# [WORK INSTRUCTION]
Each entry below needs to be retyped exactly as given.

# [DATA SHOWN]
PR #2315, opened 2025-05-29
Fix missing index in loop unravelling for loop of length 1

### LINKED ISSUE #2042: Loop over single element is not correctly handled
### Describe the bug
When unravelling vector expressions loops of length 1 are not turned into for loops as such loops are not necessary. However a loop index is still generated but then is never initialised.

### To Reproduce
```python

@stack_array('a','b')
def f():
    import numpy as np
    a = np.array([[1,2,3], [4,5,6]])
    b = a[1:,:] + a[:1,:] # Equivalent to b = a[1,:] + a[0,:]
```

### Error details
Provide the generated code:
```c
#include "tmp_arr2.h"


void f(void)
{
    int64_t array_dummy[INT64_C(6)];
    t_ndarray a = (t_ndarray){
        .nd_int64=array_dummy,
        .shape=(int64_t[]){INT64_C(2), INT64_C(3)},
        .strides=(int64_t[2]){0},
        .nd=2,
        .type=nd_int64,
        .is_view=false
    };
    stack_array_init(&a);
    int64_t array_dummy_0001[INT64_C(3)];
    t_ndarray b = (t_ndarray){
        .nd_int64=array_dummy_0001,
        .shape=(int64_t[]){INT64_C(1), INT64_C(3)},
        .strides=(int64_t[2]){0},
        .nd=2,
        .type=nd_int64,
        .is_view=false
    };
    stack_array_init(&b);
    int64_t i;
    int64_t i_0001;
    int64_t Dummy_0000[] = {INT64_C(1), INT64_C(2), INT64_C(3), INT64_C(4), INT64_C(5), INT64_C(6)};
    memcpy(&a.nd_int64[INT64_C(0)], Dummy_0000, 6 * a.type_size);
    for (i_0001 = INT64_C(0); i_0001 < INT64_C(3); i_0001 += INT64_C(1))
    {
        GET_ELEMENT(b, nd_int64, INT64_C(0), i_0001) = GET_ELEMENT(a, nd_int64, i + INT64_C(1), i_0001) + GET_ELEMENT(a, nd_int64, i, i_0001);
    }
}
```
here we see that `i` is used but is not initialised.

### Expected behaviour
The index `i` should be replaced with 0. Ideally expressions such as `i + INT64_C(1)` should be simplified to `INT64_C(1)`

### Language
C

EmilyBourne:
Fix missing index in loop unravelling for loop of length 1. This is a general fix which works but leads to expressions such as `0+4`. Fixes #2042.

Use `LiteralInteger(0)` as index when size is known to be 0 to ensure better simplification. I am not 100% certain that this includes all locations where indices may be generated so I have also left the general fix in place.

Pre-existing tests which fail consistently in debug mode (now used in the CI) are reactivated.

### DIFF
--- a/pyccel/ast/utilities.py
+++ b/pyccel/ast/utilities.py
@@ -288,14 +288,13 @@ def insert_index(expr, pos, index_var):
     >>> insert_index(expr, 0, i)
     IndexedElement(c, i) := IndexedElement(a, i) + IndexedElement(b, i)
     """
+    if expr.rank==0 or -pos > expr.rank:
+        return expr
+
     if expr.shape and expr.shape[pos] == 1:
         index_var = LiteralInteger(0)
 
-    if expr.rank==0:
-        return expr
-    elif isinstance(expr, (Variable, ObjectAddress)):
-        if expr.rank==0 or -pos>expr.rank:
-            return expr
+    if isinstance(expr, (Variable, ObjectAddress)):
 
         # Add index at the required position
         indexes = [Slice(None,None)]*(expr.rank+pos) + [index_var]+[Slice(None,None)]*(-1-pos)


yguclu (approved):
Looks good to me

PR #2318, opened 2025-06-02
Replace .pyh files in stdlib/ with .pyi files

### LINKED ISSUE #2173: Remove header syntax in stdlib
### Describe the change
In order to deprecate header syntax we need to update the `.pyh` files in `stdlib/internal`. These will eventually become `.pyi` files but it is already possible to write these files with almost identical syntax to what will be used in the `.pyi` files.

E.g.:
```python
#$ header function omp_get_ancestor_thread_num(int32) results(int32)
```
should become:
```python
def omp_get_ancestor_thread_num(level : 'int32') -> 'int32':
    ...
```

This ought to be easy to automatise, however it may be harder than it seems as the argument names are all missing from the current implementation.

EmilyBourne:
Replace .pyh files in stdlib/ with .pyi files. Fixes #2173 . The new files are almost entirely auto-generated from the old files by temporarily commenting the lines which make Pyccel stop before generating a translation of these files. Files which have not been working for a while or have never worked (fftw.pyh, hdf5.pyh) were luckily short so they could be translated manually.


EmilyBourne:
To merge after #297

pyccel/parser/semantic.py
```diff
@@ -2827,47 +2828,12 @@ def _visit_Module(self, expr):
...
-                    else:
-                        errors.report(IMPORTING_EXISTING_IDENTIFIED,
-                                symbol=name,
-                                severity='fatal')
+            if self.metavars.get('external', False):
+                for f in funcs:
+                    f.is_external = True
+                for c in classes:
+                    for m in c.methods:
+                        m.is_external = True
```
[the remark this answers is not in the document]
EmilyBourne: /bot accept
This code is identical to the code above. The case of classes is included for completeness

# [YOUR SOLUTION]
PR #2315, opened 2025-05-29
Fix missing index in loop unravelling for loop of length 1

### LINKED ISSUE #2042: Loop over single element is not correctly handled
### Describe the bug
When unravelling vector expressions loops of length 1 are not turned into for loops as such loops are not necessary. However a loop index is still generated but then is never initialised.

### To Reproduce
```python

@stack_array('a','b')
def f():
    import numpy as np
    a = np.array([[1,2,3], [4,5,6]])
    b = a[1:,:] + a[:1,:] # Equivalent to b = a[1,:] + a[0,:]
```

### Error details
Provide the generated code:
```c
#include "tmp_arr2.h"


void f(void)
{
    int64_t array_dummy[INT64_C(6)];
    t_ndarray a = (t_ndarray){
        .nd_int64=array_dummy,
        .shape=(int64_t[]){INT64_C(2), INT64_C(3)},
        .strides=(int64_t[2]){0},
        .nd=2,
        .type=nd_int64,
        .is_view=false
    };
    stack_array_init(&a);
    int64_t array_dummy_0001[INT64_C(3)];
    t_ndarray b = (t_ndarray){
        .nd_int64=array_dummy_0001,
        .shape=(int64_t[]){INT64_C(1), INT64_C(3)},
        .strides=(int64_t[2]){0},
        .nd=2,
        .type=nd_int64,
        .is_view=false
    };
    stack_array_init(&b);
    int64_t i;
    int64_t i_0001;
    int64_t Dummy_0000[] = {INT64_C(1), INT64_C(2), INT64_C(3), INT64_C(4), INT64_C(5), INT64_C(6)};
    memcpy(&a.nd_int64[INT64_C(0)], Dummy_0000, 6 * a.type_size);
    for (i_0001 = INT64_C(0); i_0001 < INT64_C(3); i_0001 += INT64_C(1))
    {
        GET_ELEMENT(b, nd_int64, INT64_C(0), i_0001) = GET_ELEMENT(a, nd_int64, i + INT64_C(1), i_0001) + GET_ELEMENT(a, nd_int64, i, i_0001);
    }
}
```
here we see that `i` is used but is not initialised.

### Expected behaviour
The index `i` should be replaced with 0. Ideally expressions such as `i + INT64_C(1)` should be simplified to `INT64_C(1)`

### Language
C

EmilyBourne:
Fix missing index in loop unravelling for loop of length 1. This is a general fix which works but leads to expressions such as `0+4`. Fixes #2042.

Use `LiteralInteger(0)` as index when size is known to be 0 to ensure better simplification. I am not 100% certain that this includes all locations where indices may be generated so I have also left the general fix in place.

Pre-existing tests which fail consistently in debug mode (now used in the CI) are reactivated.

### DIFF
--- a/pyccel/ast/utilities.py
+++ b/pyccel/ast/utilities.py
@@ -288,14 +288,13 @@ def insert_index(expr, pos, index_var):
     >>> insert_index(expr, 0, i)
     IndexedElement(c, i) := IndexedElement(a, i) + IndexedElement(b, i)
     """
+    if expr.rank==0 or -pos > expr.rank:
+        return expr
+
     if expr.shape and expr.shape[pos] == 1:
         index_var = LiteralInteger(0)
 
-    if expr.rank==0:
-        return expr
-    elif isinstance(expr, (Variable, ObjectAddress)):
-        if expr.rank==0 or -pos>expr.rank:
-            return expr
+    if isinstance(expr, (Variable, ObjectAddress)):
 
         # Add index at the required position
         indexes = [Slice(None,None)]*(expr.rank+pos) + [index_var]+[Slice(None,None)]*(-1-pos)


yguclu (approved):
Looks good to me

PR #2318, opened 2025-06-02
Replace .pyh files in stdlib/ with .pyi files

### LINKED ISSUE #2173: Remove header syntax in stdlib
### Describe the change
In order to deprecate header syntax we need to update the `.pyh` files in `stdlib/internal`. These will eventually become `.pyi` files but it is already possible to write these files with almost identical syntax to what will be used in the `.pyi` files.

E.g.:
```python
#$ header function omp_get_ancestor_thread_num(int32) results(int32)
```
should become:
```python
def omp_get_ancestor_thread_num(level : 'int32') -> 'int32':
    ...
```

This ought to be easy to automatise, however it may be harder than it seems as the argument names are all missing from the current implementation.

EmilyBourne:
Replace .pyh files in stdlib/ with .pyi files. Fixes #2173 . The new files are almost entirely auto-generated from the old files by temporarily commenting the lines which make Pyccel stop before generating a translation of these files. Files which have not been working for a while or have never worked (fftw.pyh, hdf5.pyh) were luckily short so they could be translated manually.


EmilyBourne:
To merge after #297

pyccel/parser/semantic.py
```diff
@@ -2827,47 +2828,12 @@ def _visit_Module(self, expr):
...
-                    else:
-                        errors.report(IMPORTING_EXISTING_IDENTIFIED,
-                                symbol=name,
-                                severity='fatal')
+            if self.metavars.get('external', False):
+                for f in funcs:
+                    f.is_external = True
+                for c in classes:
+                    for m in c.methods:
+                        m.is_external = True
```
[the remark this answers is not in the document]
EmilyBourne: /bot accept
This code is identical to the code above. The case of classes is included for completeness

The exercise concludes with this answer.